FOR IMMEDIATE RELEASE
Saturday, May 24, 2008
TREVION MAURICE JONES SENTENCED IN U.S. DISTRICT COURT
Bill Mercer, United States Attorney for the District of Montana, announced today that during a federal court session in Missoula, on May 23, 2008, before U.S. District Judge Donald W. Molloy, TREVION MAURICE JONES, a 31-year-old resident of Missoula, appeared for sentencing. JONES was sentenced to a term of:
- Prison: 46 months
- Special Assessment: $100
- Supervised Release: 3 years
JONES was sentenced in connection with his guilty plea to being a felon-in-possession of a firearm.
In an Offer of Proof filed by the United States, the government stated it would have proved at trial the following:
On April 21, 1998, JONES was convicted of felony possession with the intent to distribute cocaine in federal court in Billings.

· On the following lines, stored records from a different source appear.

Issue #3478, opened 2015-10-18
Mongoose mocha asynch test


MMMalik:
The following code works fine with mongoose@4.0.0 (i.e. throws an error):

```
var	mongoose = require("mongoose"),
  User = require("../models").User;

mongoose.connect("mongodb://localhost/test");

describe("#create()", function () {
  it("should create a new user", function (done) {
    var u = {
      name: {
        firstName: "foo",
        lastName: "bar"
      },
      email: "email@foo.com",
      password: "hashed12345",
      credentials: "baz"
    };
    User.create(u, function (err, created) {
      throw new Error("foooooooooo");
      done();
    });
  });
});

```
The same code with mongoose >=4.1.0 hangs mocha:
```
Error: timeout of 2000ms exceeded. Ensure the done() callback is being called in this test.
```
I was running Mocha 2.3.3.

vkarpov15:
Should have been fixed re: #3222. I'll double-check. In the meantime, can you clarify which version of mongoose?

MMMalik:
I have noticed this issue with the latest 4.1.11, so I kept downgrading. With mongoose 4.1.0 still no success, but 4.0.0 works fine. I am currently working with mongoose 3.8.6 and mocha works as I expect.

Ks89:
It's still happening with mongoose 4.6.5 and mocha 3.1.2.
So frustrating, because I cannot run my tests on both MacOS and travis ci.
I'm using mongo db 3.2.10 and I chose 'bluebird' as recommended.

```
var mongoose = require( 'mongoose' );
mongoose.Promise = require('bluebird');
var dbURI = 'mongodb://localhost/test-db';
mongoose.connect(dbURI);
```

On November 30, 2006, officers from the Missoula Police Department responded to the residence to investigate a shooting. The officers interviewed several witnesses, two of whom had observed JONES enter the residence and shortly thereafter heard what sounded like gunfire. They then observed JONES run out of the house and fire several rounds into the residence as he left the scene.
Immediately after the shooting, JONES went to an area residence where he remained until the next afternoon. He then fled the jurisdiction for California, where he was later arrested. JONES left the firearm used in the shooting, a 9 mm Springfield Armory pistol, model P9 at the residence. The owner of the home eventually threw the gun into the Clark Fork River at the Schwartz Creek Fishing Access, where it was recovered by law enforcement in August of 2007.
A ballistics expert from the Montana State Crime Lab analyzed the firearm recovered from the river and the casings seized from the scene of the shooting and concluded that the seized casings were fired from the pistol recovered from the Clark Fork River.
Because there is no parole in the federal system, the "truth in sentencing" guidelines mandate that JONES will likely serve all of the time imposed by the court. In the federal system, JONES does have the opportunity to earn a sentence reduction for "good behavior." However, this reduction will not exceed 15% of the overall sentence.
Assistant U.S. Attorney Timothy J. Racicot prosecuted the case for the United States.
The investigation was a cooperative effort between the Missoula Police Department and the Federal Bureau of Investigation.
This conviction is yet another important outcome from Project Safe Neighborhoods, a national priority of the United States Department of Justice. PSN is designed as a partnership between federal and local law enforcement to reduce violent crime and gun-related crime through the vigorous enforcement of the criminal provisions of the federal firearms laws. In Montana, the effort under PSN is called "Catch and No Release."